When it came to fleshing out the character, the Almost Christmas actress wanted to start with Goldie’s hair and wardrobe. “If you notice, Goldie has gray hair because she’s this older woman,” Mo’Nique explains. “I was really excited about the hair. The clothes, the wardrobe stylist on the set, actually came up with that. And, of course, we tried a lot of things on, but I appreciated that they kept her classy. They kept her a mature woman.”

In addition to Goldie, one of the most intriguing aspects of Season 2 is the dynamic between Terry and Markisha. “Terry told me how much he was really in love with Markisha, so that bond is legit,” Da’Vinchi says. “They were really this force, and she was putting him on game, and there was something about her that he just really loved. So that’s definitely a real thing. And even to this day, they still have a great relationship. Years later, they have a great bond with each other in real life.”
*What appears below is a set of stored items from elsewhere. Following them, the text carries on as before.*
PR #332, opened 2022-02-03
Apps by ID

### LINKED ISSUE #93: heroku_addon_attachment uses app_id instead of app

### LINKED ISSUE #124: Renaming an App breaks many things

### LINKED ISSUE #311: Addon attachments uses invalid addon identifier, forces replacement
### Terraform + Heroku Provider Version
Run `terraform -v` to show core and any provider versions. A sample output could be:

```
Terraform v0.15.3
on darwin_amd64
+ provider registry.terraform.io/heroku/heroku v4.4.1
```

### Affected Resource(s)
- heroku_addon_attachment

```hcl-terraform
resource "heroku_addon" "cache" {
  app  = heroku_app.api.name
  plan = "heroku-redis:hobby-dev"
}

resource "heroku_addon_attachment" "cache" {
  app_id   = heroku_app.api.id
  addon_id = heroku_addon.cache.id
  name     = "REDIS_CACHE"
}
```

### Output
```
  # heroku_addon_attachment.cache must be replaced
-/+ resource "heroku_addon_attachment" "cache" {
      ~ addon_id  = "756ae678-6302-49ef-9be7-fdf827b70fc3" -> "redis-transparent-46729" # forces replacement
      ~ id        = "662702bd-c05e-41b6-a8ff-09aa2edde56d" -> (known after apply)
        name      = "REDIS_CACHE"
      + namespace = (known after apply)
        # (1 unchanged attribute hidden)
    }
```

### Expected Behavior
I expect that the `addon_id` is either the name of the addon or the identifier.

### Actual Behavior
When I set it to its UUID (like mentioned in the docs), it tries to replace it with the name. Then when I run apply, it stores the UUID in the state. So Terraform tries to replace the attachment everytime it runs.

### Steps to Reproduce
1. `terraform apply`

mars:
Fixes #311 
Fixes #124 
Fixes #93

App `name` & `id` are interchangeable in the Heroku API, as a human-friendly convenience. This Terraform Provider was originally implemented using app names as the identifiers. See [these comments](https://github.com/heroku/terraform-provider-heroku/blob/v4.9.0/heroku/resource_heroku_app.go#L192-L200) for some history. This has become mixed-up over the years, as some resources really do require app ID.

The interchangeability of these identifiers is not a well documented or explained situation, especially in the context of Terraform. Really, **this provider should have never allowed using app names as identifiers… hindsight 20/20.**

This PR changes:
* `heroku_app` resource to store state `id` as app ID instead of name
* all other resources that reference apps converted to `app_id` attribute (from `app`) and validate that the value is UUID
* docs now explain that app names should not be used for references
* examples were updated to explicitly show app ID references.
 
🚨 **This is a breaking change for existing configurations.** The `heroku_app` resource's state `id` changes from name to UUID. Therefore, we'll need to add a state migration as well, but that still leaves configurations the explicitly set `heroku_app.example.name` as ID references in a broken state.

Therefore, this will be a major-version release which:
* must warn about the breaking nature of upgrading an existing config
* will need clear docs to upgrade configurations and migrate state.


davidji99:
+1 to this long overdue change.

I'd also recommend we do the following:
1. rename `app` attributes to `app_id` to be explicit.
2. add UUID validator the `app_id` so that app name cannot be used.

mars:
State migrations are what remains to be done. I've got a strategy planned for each resource that's been converted to `app_id`:

- check if the pre-existing `app` attribute value is UUID
  - if is UUID, set it in `app_id` 
  - if not UUID, lookup the App via Heroku API, and set its returned ID in `app_id`.

Hoping to get an answer to my [Hashicorp forum question](https://discuss.hashicorp.com/t/migratestate-vs-stateupgrader/35237) so that I implement using the correct SDK version.

ryanbrainard:
I agree this is a good, long overdue change, but from a UX perspective, I was just noticing that both the CLI and Dashboard do not expose the ID (unless using `--json`). I realize they are well outside of this project, but we should consider updating both of those before making this change to ease the transition. Users could also use the `heroku_app` *data source* to achieve something similar right in Terraform, so that might be another approach to document.

mars:
@ryanbrainard I don't think the UX needs know the app ID values, even for migration through this breaking change:

* the state upgraders/migrations for `app`→`app_id` will automatically swap out app names for IDs (work-in-progress, now)
* within Terraform HCL config, it's a matter of swapping `heroku_app.example.name` for `heroku_app.example.id`
* the resource importers that need app-context still take app name (app name-based imports are friendlier, so left them as-is).

None of these require the consumer to lookup app UUIDs, only manually replace `name` with `id` references.

Am I missing somewhere that app IDs would need to be directly input?

mars:
Implemented the automated state migrations. Tested along the way with a local TF config.

Documented the procedure in [UPGRADING](https://github.com/heroku/terraform-provider-heroku/pull/332/files#diff-f411a5009131db5a6c7242b49ca78488f2d274ef9e5e5f4de9262a42108a5386). This will need to be called out clearly in the major release notes. I'd like to add this as a section to the actual published docs; will look into that too.

Ready for review 🙏

docs/data-sources/addon.md
```diff
@@ -22,7 +22,7 @@ output "heroku_addon_data_basic" {
     "Addon from another app",
     "id: ${data.heroku_addon.from_another_app.id}",
     "name: ${data.heroku_addon.from_another_app.name}",
-    "app: ${data.heroku_addon.from_another_app.app}",
+    "app_id: ${data.heroku_addon.from_another_app.app_id}",
```
davidji99, line 25: Might as well update this to newer HCL format.

docs/resources/app.md
```diff
@@ -10,6 +10,8 @@ description: |-
 
 Provides a Heroku App resource. This can be used to create and manage applications on Heroku.
 
+**Always reference apps by ID (UUID) in Terraform configuration**, even though the Heroku API allows Heroku app name & ID to be interchanged as identifiers in API requests. Referencing apps by name will result in configuration churn (recreation of resources), because this provider always sets & expects apps to be identified by ID.
```
davidji99, line 13: I'd a `-> **IMPORTANT!**` to this section to make this call-out even more evident once the page renders on registry.terraform.io.

docs/resources/app.md
```diff
@@ -91,8 +93,8 @@ config vars to `heroku_app_config_association` resource.
 
 The following attributes are exported:
 
-* `id` - The ID of the app. This is also the name of the app.
-* `name` - The name of the application.
+* `id` - The ID (UUID) of the app.
+* `name` - The name of the app.
```
davidji99, line 97: I can't comment on the specific line but we can drop `uuid` from `heroku_app` now that `heroku_app.id` represents the UUID.

davidji99:
> I'd like to add this as a section to the actual published docs; will look into that too.

@mars You can follow this structure on the Newrelic provider: https://github.com/newrelic/terraform-provider-newrelic/tree/main/website/docs/guides

ryanbrainard:
@mars 

> Am I missing somewhere that app IDs would need to be directly input?

It sounds like you've covered all the bases there and should be pretty seamless for users 👍

mars:
I updated docs based on @davidji99's suggestions, moving the **Upgrading** doc into a new **Guides** section.

I've also staged a new version of the Heroku Dev Center article **Using Terraform with Heroku** with upgrading info and revised example configurations. [Preview the article](https://devcenter.heroku.com/articles/using-terraform-with-heroku-staging?preview=1) which will be published after releasing this new major version.

mars:
@davidji99 migration tests are now in-place for `heroku_app`, `heroku_app_feature` (it has a unique composite ID), and the shared helpers `migrateAppToAppID` & `upgradeAppToAppID`.

I think that covers all the feedback 🙌

mars:
Released [v5.0.0-beta.1](https://github.com/heroku/terraform-provider-heroku/releases/tag/v5.0.0-beta.1). It's now [published to the registry](https://registry.terraform.io/providers/heroku/heroku/5.0.0-beta.1) and available for testing.

davidji99 (approved):

mars:
Plan is to merge and release this next week. Please give the `v5.0.0-beta.1` release a test if you can 🙏 and post feedback here.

Like Goldie, Markisha is also draped in the most incredible ’80s fashion. From fringe jean jackets to massive glasses and gold bamboo earrings. “It’s just hair, makeup, and clothes can put you in deeper into a character, can put you deeper into a time, and it just makes it more fun,” Anthony says. “There’s nothing about it that makes you feel like yourself. So it’s great because you’re really in character mode. The hair, makeup, and clothing were so great that it gives the audience something else to look forward to besides the storylines, and it’s like, ‘Oh, I love her hair. I love that jacket.’ There were things I wanted to take with me that would still be fire today to wear and stuff like that. So that part of it is really, really fun.”
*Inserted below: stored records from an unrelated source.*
PR #1698, opened 2023-04-06
done

andrudenko:
[DEMO LINK](https://andrudenko.github.io/react_static-list-of-posts/)

### DIFF
--- a/src/components/CommentList/CommentList.scss
+++ b/src/components/CommentList/CommentList.scss
@@ -1,1 +1,7 @@
-//
+.CommentList {
+  display: flex;
+  flex-direction: column;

As the series reveals more about who the Flenorys are and were Flenory Jr. felt closer to his namesake and his family history. 

“My dad always talked to me about his life, but it was never about his childhood,” the actor says. “Now that I had to play him, he had to tell me about his childhood, and I had to learn about everything. [My dad and Terry] had to grow up at a very young age. My dad was 17 when he started taking care of his whole family, living in the murder capital of the world. It wasn’t a lot of resources. A regular kid can go to college and go to school and get a good job. All it was was drug-infested communities where he was at. So it is crazy learning about how he grew up. He told me he and his brother shared clothes and had holes in their shoes when they went to school. It used to be almost below zero, snowing outside — inhumane conditions. He didn’t even want to go to school sometimes. So that’s what gave him that drive to do what he went on to do. He had to use the resources in front of him to take his family out of poverty.”
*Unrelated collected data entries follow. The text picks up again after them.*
PR #1700, opened 2023-04-06
Solution

yana-kotsulym:
https://yana-kotsulym.github.io/react_static-list-of-posts/

### DIFF
--- a/src/components/PostInfo/PostInfo.tsx
+++ b/src/components/PostInfo/PostInfo.tsx
@@ -1,5 +1,47 @@
 import React from 'react';
 
-export const PostInfo: React.FC = () => (
-  <>Put the post here</>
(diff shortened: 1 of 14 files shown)


src/components/PostInfo/PostInfo.tsx
```diff
@@ -1,5 +1,47 @@
...
+  const {
+    id,
+    title,
+    body,
+    user,
+    comments,
+  } = post;
+
+  return (
+    <div className="PostInfo" key={id}>
```
SanyaBratashchuk, line 23:
```suggestion
    <div className="PostInfo" >
```
There is no need to add key here

SanyaBratashchuk (approved):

With such a complex story that intersects a family, the streets of Detroit, and the larger world around them, Flenory Jr. hopes that the series will run at least eight to 10 seasons. “I hope the viewers can read between the lines and understand the BMF business,” he says. “It has a soul, and it’s about family. It doesn’t matter what race you are; you can still watch BMF and understand the meaning. I hope people see the docu-series [The BMF Documentary: Blowing Money Fast] because it makes them understand the show more. Once people understand the purpose of Meech and Terry and why they did what they did, how many lives and people they touched, they’ll understand it’s not just selling drugs.”

BMF Season 2 will debut Friday, Jan. 6, on Starz.